#### Excerpted records ####

Issue #1665, opened 2026-02-17
Frontend: Family Encounter screen layout and activity pages (MUAC, Aheza) [6h]


adamhstewart:
## Context
Part of the Family Encounter epic. Implements the main encounter screen and the four sub-activity pages.

## Encounter Screen
Display the mother and her children (if any) with activity completion status:

- **Mother section**: Aheza Mother + MUAC checkboxes/status
- **Per-child section** (0–5): Aheza Child + MUAC checkboxes/status
- "+ Add Child" button (if < 5 children)

## Activity Pages

**Aheza Mother / Aheza Child:**
- Single **integer input field** for supplement amount
- Label: "Aheza Mother" / "Aheza Child" (not "FBF")
- No dropdown/distribution notice — just the integer amount
- On save: creates `family_fbf_mother` or `family_fbf_child` measurement

**MUAC Mother / MUAC Child:**
- Float input field in cm (reuse existing MUAC input pattern)
- On save: creates `family_muac_mother` or `family_muac_child` measurement

## Activity Completion Logic
- Each activity is complete when a measurement exists for the current encounter
- Encounter is complete when all activities for all participants are done (or explicitly closed)
- Follow existing pending/completed tab pattern

## Files
- `Pages/FamilyEncounter/Activity/` — new submodule (Model, View, Update)
- `Pages/FamilyEncounter/Overview/` — encounter overview/dashboard

## Acceptance Criteria
- [ ] Encounter screen shows mother and all children
- [ ] Each participant shows correct activity completion status
- [ ] Aheza input accepts integers only
- [ ] MUAC input accepts decimal cm values
- [ ] Measurements save correctly and associate with the right encounter + person
- [ ] Activities can be edited after initial save
- [ ] Can add children mid-encounter (up to 5)

adamhstewart:
@anvmn missing requirement I noticed from the screenshots: Aheza distribution is kg/month rather than packets per month

adamhstewart:
## QA Analysis
1. Note the issue above: https://github.com/TIP-Global-Health/eheza-app/issues/1665#issuecomment-3941952499

<img width="992" height="753" alt="Image" src="https://github.com/user-attachments/assets/c48939f5-eb0f-42e0-9625-6bce8ed91d64" />

2. The Aheza subactivity should be called: Aheza Mother (for the mother) and Aheza Child (for the child)
3. MUAC subactivity for the mother should not have the help text with the parameters of measurement
[...]

PR #1675, opened 2026-02-21
Family nutrition measurements

anvmn:
#1665


anvmn:
[Screencast from 2026-02-22 20-16-01.webm](https://github.com/user-attachments/assets/fd57c738-8bc2-4bf5-81d8-b7c96b219f13)

PR #1700, opened 2026-03-12
Add cron job to prune `cache_field`

AronNovak:
Add hook_cron to hedley_general that deletes cache_field entries older than 30 days, preventing unbounded table growth.


AronNovak:
We have some evidence from production backup that otherwise, this table becomes by far the largest in size.

anvmn (approved):

PR #1701, opened 2026-03-12
Prune advancedqueue entries older than 6 months in cron

AronNovak:
## Summary
- Add cleanup of `advancedqueue` table entries older than 6 months to the existing `hedley_general_cron()`, preventing unbounded queue growth.


AronNovak:
@anvmn I have more uncertainty about this one. Is it inline with what those queue items are supposed to achieve?

anvmn (approved):

PR #1657, opened 2026-07-01
Add opt-in, admin-configured JDBC URL parameter blocklist

KGaneshDatta:
## Problem

The user-provided `connection.url` is passed verbatim to `DriverManager.getConnection(...)`, so a user can make use of dangerous JDBC driver parameters through it. For example:

- `allowLoadLocalInfile=true` / `allowUrlInLocalInfile=true` → arbitrary worker file read / SSRF via `LOAD DATA LOCAL INFILE`
- `autoDeserialize=true` → deserialization RCE

Unlike Confluent Cloud, self-managed CP should **not** block these parameters by default, since customers may legitimately use them. It is required to restrict them by opt-in and controlled by the cluster admin and not by the user creating a new connector with exploitable params.

## Solution

Add an **opt-in, admin-configured blocklist** of JDBC URL parameter names, enforced entirely within the connector.

- **Opt-in:** unset/empty ⇒ no restriction, so default behaviour is unchanged.
- **Admin-controlled, not user-controllable:** the blocklist is read from the `jdbc.connection.url.blocked.params` JVM system property (or the `JDBC_CONNECTION_URL_BLOCKED_PARAMS` environment variable), which the worker operator sets at JVM startup. A connector plugin cannot read worker config, and this value cannot be supplied through a connector's REST config — so a tenant can neither see nor change it. Setting it identically on every worker makes it apply cluster-wide.
- **Connector-only, no runtime changes:** the check runs in `GenericDatabaseDialect.getConnection()` — the single point where the URL is handed to the driver — so it covers both config validation and task runtime, for every dialect.

Enforcement behaviour:
- A **new** connector whose `connection.url` contains a blocked parameter is rejected at validation time (HTTP 400, never created).
- A **pre-existing** connector fails its tasks on the next connection attempt once the policy is enabled.

Example worker configuration:

```
KAFKA_OPTS="-Djdbc.connection.url.blocked.params=allowLoadLocalInfile,allowUrlInLocalInfile,autoDeserialize"
```

## Testing

**Unit tests** (`GenericDatabaseDialectTest`):
- `validateJdbcUrlParamsIsNoOpWhenAdminHasNotOptedIn` — no property set ⇒ nothing blocked (including a URL carrying `allowLoadLocalInfile`) and `null` URL is safe.
- `validateJdbcUrlParamsBlocksConfiguredParams` — with a blocklist configured: clean URL allowed; blocked param rejected via query-string, semicolon, and parenthetical-bag syntaxes; case-insensitive and URL-encoded (`%61llow...`) variants rejected; a param not on the list still allowed.

**Manual end-to-end on local Confluent Platform**

| Scenario | Blocklist | Result |
|---|---|---|
| Source, `?allowLoadLocalInfile=true` | off (default) | Created / not blocked — opt-in confirmed ✅ |
| Source, clean URL | on | HTTP 201, RUNNING ✅ |
| Source, `?allowLoadLocalInfile=true` | on | Rejected (HTTP 400): "…blocked connection parameter 'allowLoadLocalInfile'…" ✅ |
| Source, `?%61llowLoadLocalInfile=true` (URL-encoded) | on | Rejected — decoded and caught ✅ |
| Sink, clean URL | on | HTTP 201, RUNNING ✅ |
| Sink, `?autoDeserialize=true` | on | Rejected ✅ |

### DIFF
--- a/src/main/java/io/confluent/connect/jdbc/dialect/GenericDatabaseDialect.java
+++ b/src/main/java/io/confluent/connect/jdbc/dialect/GenericDatabaseDialect.java
@@ -34,6 +34,7 @@ import org.slf4j.LoggerFactory;
 import java.io.IOException;
 import java.math.BigDecimal;
 import java.net.URL;
+import java.net.URLDecoder;
 import java.nio.ByteBuffer;
 import java.sql.Blob;
 import java.sql.Clob;
@@ -62,8 +63,11 @@ import java.util.Map;
 import java.util.Properties;
 import java.util.Queue;
 import java.util.Set;
+import java.util.TreeSet;
 import java.util.concurrent.ConcurrentLinkedQueue;
 import java.util.concurrent.atomic.AtomicReference;
+import java.util.regex.Matcher;
+import java.util.regex.Pattern;
 import java.util.stream.Collectors;
 
 import io.confluent.connect.jdbc.dialect.DatabaseDialectProvider.FixedScoreProvider;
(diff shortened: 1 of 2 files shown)


sangeet259 (approved):
Looks good to me.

####

• Task objective:
Retype the material above, character for character.

• Result:
Issue #1665, opened 2026-02-17
Frontend: Family Encounter screen layout and activity pages (MUAC, Aheza) [6h]


adamhstewart:
## Context
Part of the Family Encounter epic. Implements the main encounter screen and the four sub-activity pages.

## Encounter Screen
Display the mother and her children (if any) with activity completion status:

- **Mother section**: Aheza Mother + MUAC checkboxes/status
- **Per-child section** (0–5): Aheza Child + MUAC checkboxes/status
- "+ Add Child" button (if < 5 children)

## Activity Pages

**Aheza Mother / Aheza Child:**
- Single **integer input field** for supplement amount
- Label: "Aheza Mother" / "Aheza Child" (not "FBF")
- No dropdown/distribution notice — just the integer amount
- On save: creates `family_fbf_mother` or `family_fbf_child` measurement

**MUAC Mother / MUAC Child:**
- Float input field in cm (reuse existing MUAC input pattern)
- On save: creates `family_muac_mother` or `family_muac_child` measurement

## Activity Completion Logic
- Each activity is complete when a measurement exists for the current encounter
- Encounter is complete when all activities for all participants are done (or explicitly closed)
- Follow existing pending/completed tab pattern

## Files
- `Pages/FamilyEncounter/Activity/` — new submodule (Model, View, Update)
- `Pages/FamilyEncounter/Overview/` — encounter overview/dashboard

## Acceptance Criteria
- [ ] Encounter screen shows mother and all children
- [ ] Each participant shows correct activity completion status
- [ ] Aheza input accepts integers only
- [ ] MUAC input accepts decimal cm values
- [ ] Measurements save correctly and associate with the right encounter + person
- [ ] Activities can be edited after initial save
- [ ] Can add children mid-encounter (up to 5)

adamhstewart:
@anvmn missing requirement I noticed from the screenshots: Aheza distribution is kg/month rather than packets per month

adamhstewart:
## QA Analysis
1. Note the issue above: https://github.com/TIP-Global-Health/eheza-app/issues/1665#issuecomment-3941952499

<img width="992" height="753" alt="Image" src="https://github.com/user-attachments/assets/c48939f5-eb0f-42e0-9625-6bce8ed91d64" />

2. The Aheza subactivity should be called: Aheza Mother (for the mother) and Aheza Child (for the child)
3. MUAC subactivity for the mother should not have the help text with the parameters of measurement
[...]

PR #1675, opened 2026-02-21
Family nutrition measurements

anvmn:
#1665


anvmn:
[Screencast from 2026-02-22 20-16-01.webm](https://github.com/user-attachments/assets/fd57c738-8bc2-4bf5-81d8-b7c96b219f13)

PR #1700, opened 2026-03-12
Add cron job to prune `cache_field`

AronNovak:
Add hook_cron to hedley_general that deletes cache_field entries older than 30 days, preventing unbounded table growth.


AronNovak:
We have some evidence from production backup that otherwise, this table becomes by far the largest in size.

anvmn (approved):

PR #1701, opened 2026-03-12
Prune advancedqueue entries older than 6 months in cron

AronNovak:
## Summary
- Add cleanup of `advancedqueue` table entries older than 6 months to the existing `hedley_general_cron()`, preventing unbounded queue growth.


AronNovak:
@anvmn I have more uncertainty about this one. Is it inline with what those queue items are supposed to achieve?

anvmn (approved):

PR #1657, opened 2026-07-01
Add opt-in, admin-configured JDBC URL parameter blocklist

KGaneshDatta:
## Problem

The user-provided `connection.url` is passed verbatim to `DriverManager.getConnection(...)`, so a user can make use of dangerous JDBC driver parameters through it. For example:

- `allowLoadLocalInfile=true` / `allowUrlInLocalInfile=true` → arbitrary worker file read / SSRF via `LOAD DATA LOCAL INFILE`
- `autoDeserialize=true` → deserialization RCE

Unlike Confluent Cloud, self-managed CP should **not** block these parameters by default, since customers may legitimately use them. It is required to restrict them by opt-in and controlled by the cluster admin and not by the user creating a new connector with exploitable params.

## Solution

Add an **opt-in, admin-configured blocklist** of JDBC URL parameter names, enforced entirely within the connector.

- **Opt-in:** unset/empty ⇒ no restriction, so default behaviour is unchanged.
- **Admin-controlled, not user-controllable:** the blocklist is read from the `jdbc.connection.url.blocked.params` JVM system property (or the `JDBC_CONNECTION_URL_BLOCKED_PARAMS` environment variable), which the worker operator sets at JVM startup. A connector plugin cannot read worker config, and this value cannot be supplied through a connector's REST config — so a tenant can neither see nor change it. Setting it identically on every worker makes it apply cluster-wide.
- **Connector-only, no runtime changes:** the check runs in `GenericDatabaseDialect.getConnection()` — the single point where the URL is handed to the driver — so it covers both config validation and task runtime, for every dialect.

Enforcement behaviour:
- A **new** connector whose `connection.url` contains a blocked parameter is rejected at validation time (HTTP 400, never created).
- A **pre-existing** connector fails its tasks on the next connection attempt once the policy is enabled.

Example worker configuration:

```
KAFKA_OPTS="-Djdbc.connection.url.blocked.params=allowLoadLocalInfile,allowUrlInLocalInfile,autoDeserialize"
```

## Testing

**Unit tests** (`GenericDatabaseDialectTest`):
- `validateJdbcUrlParamsIsNoOpWhenAdminHasNotOptedIn` — no property set ⇒ nothing blocked (including a URL carrying `allowLoadLocalInfile`) and `null` URL is safe.
- `validateJdbcUrlParamsBlocksConfiguredParams` — with a blocklist configured: clean URL allowed; blocked param rejected via query-string, semicolon, and parenthetical-bag syntaxes; case-insensitive and URL-encoded (`%61llow...`) variants rejected; a param not on the list still allowed.

**Manual end-to-end on local Confluent Platform**

| Scenario | Blocklist | Result |
|---|---|---|
| Source, `?allowLoadLocalInfile=true` | off (default) | Created / not blocked — opt-in confirmed ✅ |
| Source, clean URL | on | HTTP 201, RUNNING ✅ |
| Source, `?allowLoadLocalInfile=true` | on | Rejected (HTTP 400): "…blocked connection parameter 'allowLoadLocalInfile'…" ✅ |
| Source, `?%61llowLoadLocalInfile=true` (URL-encoded) | on | Rejected — decoded and caught ✅ |
| Sink, clean URL | on | HTTP 201, RUNNING ✅ |
| Sink, `?autoDeserialize=true` | on | Rejected ✅ |

### DIFF
--- a/src/main/java/io/confluent/connect/jdbc/dialect/GenericDatabaseDialect.java
+++ b/src/main/java/io/confluent/connect/jdbc/dialect/GenericDatabaseDialect.java
@@ -34,6 +34,7 @@ import org.slf4j.LoggerFactory;
 import java.io.IOException;
 import java.math.BigDecimal;
 import java.net.URL;
+import java.net.URLDecoder;
 import java.nio.ByteBuffer;
 import java.sql.Blob;
 import java.sql.Clob;
@@ -62,8 +63,11 @@ import java.util.Map;
 import java.util.Properties;
 import java.util.Queue;
 import java.util.Set;
+import java.util.TreeSet;
 import java.util.concurrent.ConcurrentLinkedQueue;
 import java.util.concurrent.atomic.AtomicReference;
+import java.util.regex.Matcher;
+import java.util.regex.Pattern;
 import java.util.stream.Collectors;
 
 import io.confluent.connect.jdbc.dialect.DatabaseDialectProvider.FixedScoreProvider;
(diff shortened: 1 of 2 files shown)


sangeet259 (approved):
Looks good to me.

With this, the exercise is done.